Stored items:
PR #9055, opened 2021-01-18
Focus quantity field when product is selected

### LINKED ISSUE #8247: /advantage/subscribe: Choosing machine type doesn’t focus quantity field
1\. Open /advantage/subscribe on an [`advantage-shop`](https://github.com/canonical-web-and-design/ubuntu.com/tree/advantage-shop) branch (for example, https://ubuntu-com-8244.demos.haus/advantage)
2\. Choose Servers, Other VMs, or Desktops

What happens:
- The page scrolls to the “How many” field

What should happen:
- The page scrolls to the “How many” field
- The field is focused so that you can type in it

[Discovered while testing #8244.]

steverydz:
## Done

Focus quantity field when option has been selected on the subscribe page

## QA

- Go to https://ubuntu-com-9055.demos.haus/advantage/subscribe
- Select either "Servers", "Other VMs", or "Desktops"
- Check that the page scrolls so the "How many ..." field is visible and that it is focused
- Select either "AWS" or "Microsoft Azure" and check that the page doesn't scroll or focus the "How many..." field

## Issue / Card

Fixes #8247

### DIFF
--- a/static/js/src/ua-product-selector.js
+++ b/static/js/src/ua-product-selector.js
@@ -344,6 +344,7 @@ function productSelector() {
         } else {
           quantityTypeEl.innerHTML = `How many ${inputElement.dataset.productName}s?`;
           state.set(inputElement.name, [inputElement.value]);
+          focusQuantityField();
         }
 
         break;
@@ -439,6 +440,11 @@ function productSelector() {
     });
 
     input.closest(".p-card--radio").classList.add("is-selected");
+  }
+
+  function focusQuantityField() {
+    const quantityField = document.querySelector(".js-product-quantity");
+    quantityField.focus();
   }
 
   function setVersionTabs() {
--- a/templates/advantage/subscribe/index.html
+++ b/templates/advantage/subscribe/index.html
@@ -121,11 +121,11 @@
           </div>
         </div>
 
-        <div id="aws" class="col-12 u-hide js-public-cloud-info" style="background-color: #f7f7f7; padding: 1.5rem; margin-bottom: 1.5rem">
+        <div id="aws" class="col-12 u-hide js-public-cloud-info" style="background-color: #f7f7f7; margin-bottom: 1.5rem; padding: 1.5rem">
           <span>You can buy <a href="https://aws.amazon.com/marketplace/search/results?page=1&filters=VendorId&VendorId=e6a5002c-6dd0-4d1e-8196-0a1d1857229b&searchTerms=ubuntu+pro" class="p-link--external">Ubuntu Pro on the AWS Marketplace</a> at an hourly, per-machine rate, with all UA software features included. If you need tech support as well, <a href="/support/contact-us">contact us</a>.</span>
         </div>
 
-        <div id="azure" class="col-12 u-hide js-public-cloud-info" style="background-color: #f7f7f7; padding: 1.5rem; margin-bottom: 1.5rem">
+        <div id="azure" class="col-12 u-hide js-public-cloud-info" style="background-color: #f7f7f7; margin-bottom: 1.5rem; padding: 1.5rem">
           <span>You can buy <a href="https://azuremarketplace.microsoft.com/en-us/marketplace/apps?search=Ubuntu%20Pro&page=1" class="p-link--external">Ubuntu Pro on the Azure Marketplace</a> at an hourly, per-machine rate, with all UA software features included. If you need tech support as well, <a href="/support/contact-us">contact us</a>.</span>
         </div>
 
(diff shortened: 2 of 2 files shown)


ClementChaumel (approved):
LGTM :+1:

elioqoshi:
@steverydz Thanks!

I just tried it and while technically it works fine, there are 2 small things which could be improved.

1. the scrolling goes abruptly to the relevant section. Would it be possible to have a smoother and slightly slower transition with an ease-in duration? It would help guide the user's eyes and track the site changes.
2. Currently the scrolling leads to the "How many" section as soon as it appears on the view. The expected behaviour should be that the "How many" section ends up at the top of the page. Screenshots for context:

### Currently

image


### Expected behaviour

image

Let me know if these make sense!

elioqoshi:
I just noticed another issue (in 2 places) in terms of keyboard accessibility in navigation. 

1. When selecting Servers, Other VMs or Desktops with the arrow keys, focus goes automatically to the "How many servers" section. Expected behaviour should be that the user needs to confirm with the Tab key to confirm and continue to the next section. I am unsure if this is intended, but this behavior would be worse accessibility-wise than what is already on the Ubuntu.com production site currently (you select the kind of machine you want, press Tab and the "How many servers" section is focused.

2. This also seems to be a bug in the current production website: After adding a subscription to your cart and selecting "Buy now", a modal with the user's payment information shows up. When trying to go back with the keyboard here (Shift+Tab) the selected focus is not the modal, but the background page elements. The background page should not be accessible without closing the modal.

Let me know if these make sense and if you need further context, I'd be happy to further illustrate these interactions.

matthewpaulthomas:
> Would it be possible to have a smoother and slightly slower transition with an ease-in duration?

Agreed.

> Currently the scrolling leads to the "How many" section as soon as it appears on the view. The expected behaviour should be that the "How many" section ends up at the top of the page.

In that detail, Steve has implemented [what I asked for](https://github.com/canonical-web-and-design/ubuntu.com/issues/8247#issuecomment-711905806): “_if_ the quantity field is not already visible, the page scrolls smoothly just enough to reveal it, and then it’s focused. That way you can still see and double-check your machine-type choice if you need to.”

I can see there’s a benefit to showing future steps, but:
- I think it’s less than the reassurance of letting you see and double-check the choice you’ve just made
- the less distance scrolled, the less the surprise
- scrolling “How many” to the top of the screen would, unhelpfully, scroll even if your display was big enough to show the entire form at once.

A subconscious reason for disliking the “scroll just enough” behaviour is that it leaves the bottom of the field scraping the bottom of the window. Perhaps there’s a way to scroll a _little bit_ (say 1 rem) more than that.

> Expected behaviour should be that the user needs to confirm with the Tab key

Yes, or Space or Enter.

elioqoshi:
@matthewpaulthomas That makes sense. If the scrolling would be smoother, having the anchor point of the next step at the bottom of the view could suffice. It's however a pattern I haven't seen often, usually navigating via anchor links on a page ends up with the anchor at the top of the view, not the bottom. If the scrolling effect would go just a tad further down that could be a good compromise though.

ClementChaumel:
If you want to scroll just a bit further down I think you can use something like this
```css
[id] {
  scroll-margin-bottom: 2em;
}
```

steverydz:
I've added the `scroll-margin-bottom` as @ClementChaumel recommended.

With the smooth scroll, the most robust solution would be to use CSS `scroll-behaviour` (https://developer.mozilla.org/en-US/docs/Web/CSS/scroll-behavior). The problem with this approach is that it would have to be applied to the `html` element, meaning every in-page scroll will inherit this behaviour, which may or may not be problematic. The alternative would be to use JS but I'm not keen to add JS but this is less robust and can have performance implications.

@lyubomir-popov do you have any thoughts on the above?

lyubomir-popov:
@steverydz I haven't used smooth scroll before, but it seems to work on the mozilla example page. I'd check if there are any performance issues with large amounts of content, and user scrolling in the opposite direction. I.e. whether the problems plaguing scroll hijacking are resolved here.

steverydz:
> @steverydz I'd check if there are any performance issues with large amounts of content, and user scrolling in the opposite direction. I.e. whether the problems plaguing scroll hijacking are resolved here.

I can't find any cause for concern around performance and scrolljacking. My only concern is as this applies to the entire site, there may be cases where we don't want this?

lyubomir-popov:
@steverydz maybe push a separate demo so whoever proposed it can QA it thoroughly?

steverydz:
@elioqoshi I've made a separate demo pr for the smooth scroll as it would be a change that effects the whole site so would need thorough QA: https://github.com/canonical-web-and-design/ubuntu.com/pull/9080

steverydz:
@elioqoshi I've made a separate issue for your accessibility concerns: https://github.com/canonical-web-and-design/ubuntu.com/issues/9081

matthewpaulthomas (approved):
Since #9081 is tracked separately, and this is an improvement by itself, +1 from me. Thanks @steverydz.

» Exercise prompt: Every line above needs to be repeated exactly as shown.

» Result below:
PR #9055, opened 2021-01-18
Focus quantity field when product is selected

### LINKED ISSUE #8247: /advantage/subscribe: Choosing machine type doesn’t focus quantity field
1\. Open /advantage/subscribe on an [`advantage-shop`](https://github.com/canonical-web-and-design/ubuntu.com/tree/advantage-shop) branch (for example, https://ubuntu-com-8244.demos.haus/advantage)
2\. Choose Servers, Other VMs, or Desktops

What happens:
- The page scrolls to the “How many” field

What should happen:
- The page scrolls to the “How many” field
- The field is focused so that you can type in it

[Discovered while testing #8244.]

steverydz:
## Done

Focus quantity field when option has been selected on the subscribe page

## QA

- Go to https://ubuntu-com-9055.demos.haus/advantage/subscribe
- Select either "Servers", "Other VMs", or "Desktops"
- Check that the page scrolls so the "How many ..." field is visible and that it is focused
- Select either "AWS" or "Microsoft Azure" and check that the page doesn't scroll or focus the "How many..." field

## Issue / Card

Fixes #8247

### DIFF
--- a/static/js/src/ua-product-selector.js
+++ b/static/js/src/ua-product-selector.js
@@ -344,6 +344,7 @@ function productSelector() {
         } else {
           quantityTypeEl.innerHTML = `How many ${inputElement.dataset.productName}s?`;
           state.set(inputElement.name, [inputElement.value]);
+          focusQuantityField();
         }
 
         break;
@@ -439,6 +440,11 @@ function productSelector() {
     });
 
     input.closest(".p-card--radio").classList.add("is-selected");
+  }
+
+  function focusQuantityField() {
+    const quantityField = document.querySelector(".js-product-quantity");
+    quantityField.focus();
   }
 
   function setVersionTabs() {
--- a/templates/advantage/subscribe/index.html
+++ b/templates/advantage/subscribe/index.html
@@ -121,11 +121,11 @@
           </div>
         </div>
 
-        <div id="aws" class="col-12 u-hide js-public-cloud-info" style="background-color: #f7f7f7; padding: 1.5rem; margin-bottom: 1.5rem">
+        <div id="aws" class="col-12 u-hide js-public-cloud-info" style="background-color: #f7f7f7; margin-bottom: 1.5rem; padding: 1.5rem">
           <span>You can buy <a href="https://aws.amazon.com/marketplace/search/results?page=1&filters=VendorId&VendorId=e6a5002c-6dd0-4d1e-8196-0a1d1857229b&searchTerms=ubuntu+pro" class="p-link--external">Ubuntu Pro on the AWS Marketplace</a> at an hourly, per-machine rate, with all UA software features included. If you need tech support as well, <a href="/support/contact-us">contact us</a>.</span>
         </div>
 
-        <div id="azure" class="col-12 u-hide js-public-cloud-info" style="background-color: #f7f7f7; padding: 1.5rem; margin-bottom: 1.5rem">
+        <div id="azure" class="col-12 u-hide js-public-cloud-info" style="background-color: #f7f7f7; margin-bottom: 1.5rem; padding: 1.5rem">
           <span>You can buy <a href="https://azuremarketplace.microsoft.com/en-us/marketplace/apps?search=Ubuntu%20Pro&page=1" class="p-link--external">Ubuntu Pro on the Azure Marketplace</a> at an hourly, per-machine rate, with all UA software features included. If you need tech support as well, <a href="/support/contact-us">contact us</a>.</span>
         </div>
 
(diff shortened: 2 of 2 files shown)


ClementChaumel (approved):
LGTM :+1:

elioqoshi:
@steverydz Thanks!

I just tried it and while technically it works fine, there are 2 small things which could be improved.

1. the scrolling goes abruptly to the relevant section. Would it be possible to have a smoother and slightly slower transition with an ease-in duration? It would help guide the user's eyes and track the site changes.
2. Currently the scrolling leads to the "How many" section as soon as it appears on the view. The expected behaviour should be that the "How many" section ends up at the top of the page. Screenshots for context:

### Currently

image


### Expected behaviour

image

Let me know if these make sense!

elioqoshi:
I just noticed another issue (in 2 places) in terms of keyboard accessibility in navigation. 

1. When selecting Servers, Other VMs or Desktops with the arrow keys, focus goes automatically to the "How many servers" section. Expected behaviour should be that the user needs to confirm with the Tab key to confirm and continue to the next section. I am unsure if this is intended, but this behavior would be worse accessibility-wise than what is already on the Ubuntu.com production site currently (you select the kind of machine you want, press Tab and the "How many servers" section is focused.

2. This also seems to be a bug in the current production website: After adding a subscription to your cart and selecting "Buy now", a modal with the user's payment information shows up. When trying to go back with the keyboard here (Shift+Tab) the selected focus is not the modal, but the background page elements. The background page should not be accessible without closing the modal.

Let me know if these make sense and if you need further context, I'd be happy to further illustrate these interactions.

matthewpaulthomas:
> Would it be possible to have a smoother and slightly slower transition with an ease-in duration?

Agreed.

> Currently the scrolling leads to the "How many" section as soon as it appears on the view. The expected behaviour should be that the "How many" section ends up at the top of the page.

In that detail, Steve has implemented [what I asked for](https://github.com/canonical-web-and-design/ubuntu.com/issues/8247#issuecomment-711905806): “_if_ the quantity field is not already visible, the page scrolls smoothly just enough to reveal it, and then it’s focused. That way you can still see and double-check your machine-type choice if you need to.”

I can see there’s a benefit to showing future steps, but:
- I think it’s less than the reassurance of letting you see and double-check the choice you’ve just made
- the less distance scrolled, the less the surprise
- scrolling “How many” to the top of the screen would, unhelpfully, scroll even if your display was big enough to show the entire form at once.

A subconscious reason for disliking the “scroll just enough” behaviour is that it leaves the bottom of the field scraping the bottom of the window. Perhaps there’s a way to scroll a _little bit_ (say 1 rem) more than that.

> Expected behaviour should be that the user needs to confirm with the Tab key

Yes, or Space or Enter.

elioqoshi:
@matthewpaulthomas That makes sense. If the scrolling would be smoother, having the anchor point of the next step at the bottom of the view could suffice. It's however a pattern I haven't seen often, usually navigating via anchor links on a page ends up with the anchor at the top of the view, not the bottom. If the scrolling effect would go just a tad further down that could be a good compromise though.

ClementChaumel:
If you want to scroll just a bit further down I think you can use something like this
```css
[id] {
  scroll-margin-bottom: 2em;
}
```

steverydz:
I've added the `scroll-margin-bottom` as @ClementChaumel recommended.

With the smooth scroll, the most robust solution would be to use CSS `scroll-behaviour` (https://developer.mozilla.org/en-US/docs/Web/CSS/scroll-behavior). The problem with this approach is that it would have to be applied to the `html` element, meaning every in-page scroll will inherit this behaviour, which may or may not be problematic. The alternative would be to use JS but I'm not keen to add JS but this is less robust and can have performance implications.

@lyubomir-popov do you have any thoughts on the above?

lyubomir-popov:
@steverydz I haven't used smooth scroll before, but it seems to work on the mozilla example page. I'd check if there are any performance issues with large amounts of content, and user scrolling in the opposite direction. I.e. whether the problems plaguing scroll hijacking are resolved here.

steverydz:
> @steverydz I'd check if there are any performance issues with large amounts of content, and user scrolling in the opposite direction. I.e. whether the problems plaguing scroll hijacking are resolved here.

I can't find any cause for concern around performance and scrolljacking. My only concern is as this applies to the entire site, there may be cases where we don't want this?

lyubomir-popov:
@steverydz maybe push a separate demo so whoever proposed it can QA it thoroughly?

steverydz:
@elioqoshi I've made a separate demo pr for the smooth scroll as it would be a change that effects the whole site so would need thorough QA: https://github.com/canonical-web-and-design/ubuntu.com/pull/9080

steverydz:
@elioqoshi I've made a separate issue for your accessibility concerns: https://github.com/canonical-web-and-design/ubuntu.com/issues/9081

matthewpaulthomas (approved):
Since #9081 is tracked separately, and this is an improvement by itself, +1 from me. Thanks @steverydz.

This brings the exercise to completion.